Alexandra sostuvo el tazón mientras Alice terminaba las últimas rotaciones cuidadosas, luego asintió aprobando cuando la masa alcanzó una consistencia suave y vertible.

—Está bien —dijo suavemente—. Puedes parar ahí. Si seguimos, solo la maltrataremos sin razón.

Alice se detuvo inmediatamente, temiendo que una vuelta más pudiera arruinarlo todo, luego levantó lentamente el batidor. La masa goteó de vuelta al tazón formando una cinta perezosa, y ella la miró con asombro abierto, como si acabara de completar una difícil combinación de hechizos.

—Yo hice eso —murmuró, medio incrédula.

—Lo hiciste —confirmó Alexandra, sonriendo mientras alcanzaba la waflera. Sus manos dudaron por una fracción de segundo al levantarla, la cifra de diez mil dólares apareció inútilmente en su mente. La trató con el cuidado que uno reservaría para una reliquia invaluable, colocándola suavemente sobre la encimera y revisando sus bisagras, ventilaciones y placas como si esperara que protestara.

Alice, mientras tanto, no mostraba ninguna de esa reverencia. Se inclinó cerca, con las mantas deslizándose nuevamente mientras tocaba el costado con curiosidad.

—Solo hay que abrirla, ¿verdad?

—Sí, creo que sí… —respondió Alexandra rápidamente, luego se contuvo y se relajó cuando el dispositivo no explotó, ni emitió zumbidos inquietantes, ni invocó a un espíritu antiguo. Se abrió suavemente. Ver que Alice la trataba como algo que comprarías en una estantería de ofertas poco a poco alivió el nudo en su pecho. Si la dueña no estaba preocupada, probablemente ella tampoco debería estarlo.

Guió las manos de Alice nuevamente, esta vez ayudándola a sacar la cantidad adecuada del tazón con un cucharón.

—Viértelo aquí, pero presta atención para que no sea demasiado. La masa se expande cuando se calienta —. Observó cuidadosamente cómo la mezcla pálida fluía hacia el molde, llenando las ranuras ordenadamente en lugar de derramarse por todas partes. «Hasta ahora todo bien», pensó, sintiendo un alivio silencioso al ver que nada catastrófico ocurría.

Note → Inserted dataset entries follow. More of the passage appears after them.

PR #858, opened 2017-10-09
V3 sw load mod

gauntface:

- Adds ability to load modules in workbox-sw
    - Three options around this:
        1. `modulePathPrefix` allows you to customise the path workbox-sw uses to import modules.
        2. `modulePathCb` allows a developers to completely control where a module is looked up.
        3. `disableModuleImports` force the library to only use globals and throw an error otherwise.
- Adds new line after description lint rule
- Allows deploying the v3 branch to the CDN regardless of whether it's already deployed or not (Will be helpful for testing)

Biggest question I have with this PR is around how we manage versions on CDN vs NPM.

At the moment we version modules separately so we avoid needless update churn. The CDN updates whenever a new git tag is released.

In this PR, I'm assuming the version in the `lerna.json` file is a safe way to get the latest tag being pushed to the CDN and using that inject the version to use into workbox-sw. (See VERSION = `WORKBOX_VERSION_TAG`). I'm not sure if this will be enough when publishing with lerna (i.e. will it bump this version before cutting the release or is it done after).

### DIFF
--- a/packages/workbox-sw/index.mjs
+++ b/packages/workbox-sw/index.mjs
@@ -80,7 +80,14 @@ class WorkboxSW {
       );
     }
 
-    importScripts(this._getImportPath(moduleName));
+    let modulePath = this._getImportPath(moduleName);
+    try {
+      importScripts(modulePath);
+    } catch (err) {
+      console.error(
+        `Unable to import module '${moduleName}' with path '${modulePath}'.`);
+      throw err;
+    }
   }
 
   /**
--- a/packages/workbox-sw/index.mjs
+++ b/packages/workbox-sw/index.mjs
@@ -75,7 +75,7 @@ class WorkboxSW {
       // This can't be a WorkboxError as we can't rely on workbox-core being
       // loaded.
       throw new Error(
-        `Attempted to load module while disableModuleImports is true.`
+        `Attempted to load '${moduleName}' while disableModuleImports is true.`
       );
     }
 
--- a/packages/workbox-sw/index.mjs
+++ b/packages/workbox-sw/index.mjs
@@ -5,6 +5,8 @@
  * @module workbox-sw
  */
 
+const CDN_PATH = `https://storage.googleapis.com/workbox-cdn/releases`;
+
 /**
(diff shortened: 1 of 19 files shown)


jeffposnick:
(I've opened https://github.com/GoogleChrome/workbox/issues/859 to discuss some of the publishing-related changes in v3.)

packages/workbox-sw/index.mjs
```diff
@@ -20,8 +23,31 @@ class WorkboxSW {
...
+      disableModuleImports: false,
     }, options);
+    this._env = this._options.debug ? 'dev' : 'prod';
+
+    if (!this._options.disableModuleImports) {
+      this.loadModule('workbox-core');
+    }
+  }
+
+  /**
```
jeffposnick: How would you feel about using proxies here to do the loading? The code would be more concise without having to list out all the different possible submodules, and there's theoretically some benefit from being able to release new modules that could be loaded from the CDN without having to explicitly update `workbox-sw` to let it know about them.

https://developer.mozilla.org/en-US/docs/Web/JavaScript/Reference/Global_Objects/Proxy

(Doesn't have to be in this PR—just something to think about.)

packages/workbox-sw/index.mjs
```diff
@@ -39,6 +65,58 @@ class WorkboxSW {
...
+  loadModule(moduleName) {
+    if (this._options.disableModuleImports) {
+      // This can't be a WorkboxError as we can't rely on workbox-core being
+      // loaded.
+      throw new Error(
+        `Attempted to load '${moduleName}' while disableModuleImports is true.`
+      );
+    }
+
+    importScripts(this._getImportPath(moduleName));
```
jeffposnick: As discussed, this could be something to do wrap in a `try`/`catch` and give the user some additional context about, but we can wait until we play around with dynamic loading further and explore the different failure possibilities.

QingLeiLi:
hey, i have some question. Is there a way to set the modulePathCb  option? I`m in China, as you know, we cann`t visit google CDN. so, is there a plan expose options to WorkboxSW Class?

PR #860, opened 2017-10-09
_private Fix and Precaching Integration Test

gauntface:
R: @jeffposnick @philipwalton 

Found a bug in precaching / core (The `_private` value was being mangled but needed to be reliable in all modules). This integration reproduced the bug and this PR contains the fix.

Also had to move to passing the seleniumAssistant browser (instead of the webdriver instance) so tests can close / reopen browsers - useful to start with clean profile / service worker state.

### DIFF
--- a/infra/testing/test-server.js
+++ b/infra/testing/test-server.js
@@ -9,6 +9,10 @@ const logHelper = require('../utils/log-helper');
 const app = express();
 
 app.get(/\/__WORKBOX\/buildFile\/(workbox-[A-z]*)(\.(?:dev|prod)\.(.*))*/, (req, res) => {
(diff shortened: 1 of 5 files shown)


infra/testing/test-server.js
```diff
@@ -9,6 +9,10 @@ const logHelper = require('../utils/log-helper');
 const app = express();
 
 app.get(/\/__WORKBOX\/buildFile\/(workbox-[A-z]*)(\.(?:dev|prod)\.(.*))*/, (req, res) => {
+  res.header('Cache-Control', 'private, no-cache, no-store, must-revalidate');
```
jeffposnick: For when you **really** want to avoid the browser cache...

PR #864, opened 2017-10-09
V3 CacheFirst

gauntface:

Adds CacheFirst Strategy.

- Uses the default runtime cache name
- Can be override with options.cacheName in constructor
- plugins can be added to override caching logic etc
- Removed waitOnCache in favor of using event.waitUntil and fixing tests to support this.

### DIFF
--- a/packages/workbox-runtime-caching/CacheFirst.mjs
+++ b/packages/workbox-runtime-caching/CacheFirst.mjs
@@ -32,6 +32,8 @@ class CacheFirst {
    * @param {Object} options
    * @param {string} options.cacheName Cache name to store and retrieve
    * requests. Defaults to cache names provided by `workbox-core`.
+   * @param {string} options.plugins Workbox plugins you may want to use in
+   * conjunction with this caching strategy.
    */
   constructor(options = {}) {
     this._cacheName =
--- a/packages/workbox-runtime-caching/CacheFirst.mjs
+++ b/packages/workbox-runtime-caching/CacheFirst.mjs
@@ -1,0 +1,83 @@
+/*
+ Copyright 2016 Google Inc. All Rights Reserved.
+ Licensed under the Apache License, Version 2.0 (the "License");
+ you may not use this file except in compliance with the License.
+ You may obtain a copy of the License at
+
+     http://www.apache.org/licenses/LICENSE-2.0
+
+ Unless required by applicable law or agreed to in writing, software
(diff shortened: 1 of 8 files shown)


packages/workbox-runtime-caching/CacheFirst.mjs
```diff
@@ -0,0 +1,83 @@
...
+ *
+ * @memberof module:workbox-runtime-caching
+ */
+class CacheFirst {
+  /**
+   * @param {Object} options
+   * @param {string} options.cacheName Cache name to store and retrieve
+   * requests. Defaults to cache names provided by `workbox-core`.
+   */
+  constructor({cacheName, plugins} = {}) {
```
jeffposnick: Just checking: are you deliberately sticking with destructured object parameters rather than positional because either of those two parameters might be optional?

packages/workbox-runtime-caching/CacheFirst.mjs
```diff
@@ -0,0 +1,83 @@
...
+      event.request,
+      this._plugins
+    );
+
+    // Keep the service worker while we put the request to the cache
+    event.waitUntil(
+      _private.cacheWrapper.put(
+        this._cacheName,
+        event.request,
+        response.clone(),
```
jeffposnick: I am not 100% sure about the order in which code inside of an `event.waitUntil()` executes, and to be on the safe side, I'd recommend structuring things so that you do the `clone()` prior to calling `event.waitUntil()`.

E.g.

```js
const responseClonse = request.clone();
event.waitUntil(..., responseClone, ...)

return response;
```

test/workbox-runtime-caching/node/test-CacheFirst.mjs
```diff
@@ -0,0 +1,169 @@
...
+          cacheWillUpdate: ({request, response}) => {
+            return response;
+          },
+        },
+      ],
+    });
+    const firstHandleResponse = await cacheFirst.handle(event);
+
+    // Wait until cache.put is finished.
+    await cachePromise;
```
jeffposnick: Nice use of the `event.waitUntil()` stub to detect when the caching is complete!

packages/workbox-runtime-caching/CacheFirst.mjs
gauntface: Yeah it's because they are optional. I'll change it to just be `options`

PR #869, opened 2017-10-10
V3 publishing

gauntface:

- Adds lerna publish (currently doesn't push to git or npm but does push to CDN)
- Adds a build step for ESM code
- Adds version number to all build files of formation workbox:<package name>:<package version>
- Fixes tests that broke during this PR
- Removes some mocks that are no longer needed


package.json
```diff
@@ -102,5 +103,7 @@
     "vinyl-buffer": "^1.0.0",
     "vinyl-source-stream": "^1.1.0"
   },
-  "dependencies": {}
+  "dependencies": {
+    "gulp-debug": "^3.1.0"
```
jeffposnick: This looks like it snuck through from testing.

infra/utils/versioning.js
```diff
@@ -0,0 +1,5 @@
+module.exports = (pkgName) => {
+  const pkgJson = require(`../../packages/${pkgName}/package.json`);
+  const details = ['workbox', pkgName, pkgJson.version];
+  return `function v(){v._version='${details.join(':')}'};v();`;
```
jeffposnick: Quick sanity check: are there any concerns about the symbol `v` ending up clashing with anything else in the same scope? Does `v` get added in before or after the uglification takes place/

gauntface:
@jeffposnick that should be the publishing stuff c'est finis.

jeffposnick:
It all seems reasonable. Thanks for fighting though this.

Issue #865, opened 2017-10-09
Changes to the workbox-cli interface in v3


jeffposnick:
**Library Affected**:
*workbox-cli*

Here are few ideas for changing the workbox-cli interface. Some might be controversial, so feel free to push back.

1. Move from `generate:sw` and `inject:manifest` to `generateSW` and `injectManifest`.
2. No longer infer whether we should be in "wizard" mode or not. Developers can use `wizard` as the command to enter wizard mode.
3. Get rid of the `--config-file` optional flag in favor of making it a required argument for all the modes. For "wizard" mode, it would be the file to write to, and for the other modes, it would be the file to read from.
4. No longer take in build configuration via command-line flags. It's always been confusing understanding whether the flags or the config file options took precedence, and it's also not ideal that CLI flags can only be strings, while the underlying config options might be arbitrary JS types. Developers who need to use different configurations for different modes can specify different config files rather than using different flags.

Here's the help text that I was thinking of, which should make the changes described above a bit more concrete:

```sh
$ ./bin.js --help

  The command line interface for the workbox-build module.

  Usage:
  $ workbox command path/to/workbox-config.js
  
  Arguments:
    command  Can be one of:
             - wizard: Runs the configuration wizard, which will generate a config
               file based on your local build environment.
             - generateSW: Creates a new service worker file based on the
               options in the config file. See
               https://developers.google.com/web/tools/workbox/reference-docs/latest/module-workbox-build#.generateSW
             - injectManifest: Takes an existing service worker file as a
               starting point and creates a service worker file with precaching
               manifest "injected", based on the options in the config file. See
               https://developers.google.com/web/tools/workbox/reference-docs/latest/module-workbox-build#.injectManifest

    path/to/workbox-config.js  In 'wizard' mode, this will be used as the
                               destination for saving your configuration.
                               In 'generateSW' or 'injectManifest' mode, it should
                               be an existing file, in CommonJS module format.
                               The exported object's properties should follow
                               https://developers.google.com/web/tools/workbox/reference-docs/latest/module-workbox-build#.Configuration
                 
  Examples:
    $ workbox wizard new-workbox-config.js
    $ workbox generateSW workbox-config.js
    $ workbox injectManifest config/workbox-config.js
```

gauntface:
I'm in favor of all of the above.

1. Will wizard mode still read the default values from the config file?
[...]

PR #870, opened 2017-10-10
v3: initial workbox-cli code

jeffposnick:

This includes the changes described in https://github.com/GoogleChrome/workbox/issues/865

The `wizard` code isn't ported over yet, but since the other commands are just light wrappers on top of `workbox-build.generateSW` and `workbox-build.injectManifest()`, they should work.

I plan on making some follow-up improvements to the validation code in `workbox-build` that will end up filtering through to this usage.


packages/workbox-cli/src/lib/help-text.js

Una vez cerrada la tapa, Alexandra dudó y miró el aparato de nuevo.

—Um… ¿hace algo especial mientras cocina? —preguntó con cuidado—. ¿Cocina más rápido que una normal? O… ¿se detiene sola cuando está lista?

Alice rebotaba sobre sus talones, apenas conteniendo su emoción.

—¡No lo sé! ¡No dice nada sobre eso! —Se inclinó, mirándola desde un lado—. Creo que solo… cocina. Espera, déjame leer las reseñas.

«Qué descripción tan pobre para un artículo tan caro… Ni siquiera se molestaron en anotar las funciones básicas…», gritó Alexandra interiormente, completamente indignada.

—Hmm, no, no creo que haga nada especial. Una persona llamada Luz Divina dice que es tan rápida como una normal, pero le gusta más porque puede esconderla fácilmente de su esposa, a diferencia de una waflera convencional que necesita electricidad.

—… —Alexandra no supo qué decir a eso—. Muy bien entonces. Esperemos.

Alice no entendía el concepto de esperar.

—¿Ya está lista? —preguntó cinco segundos después, agachándose para mirar por la ranura.

—Todavía no —respondió Alexandra pacientemente.

Pasaron otros cinco segundos.

—¿Y ahora?

Alexandra sonrió.

—Sigue sin estar lista.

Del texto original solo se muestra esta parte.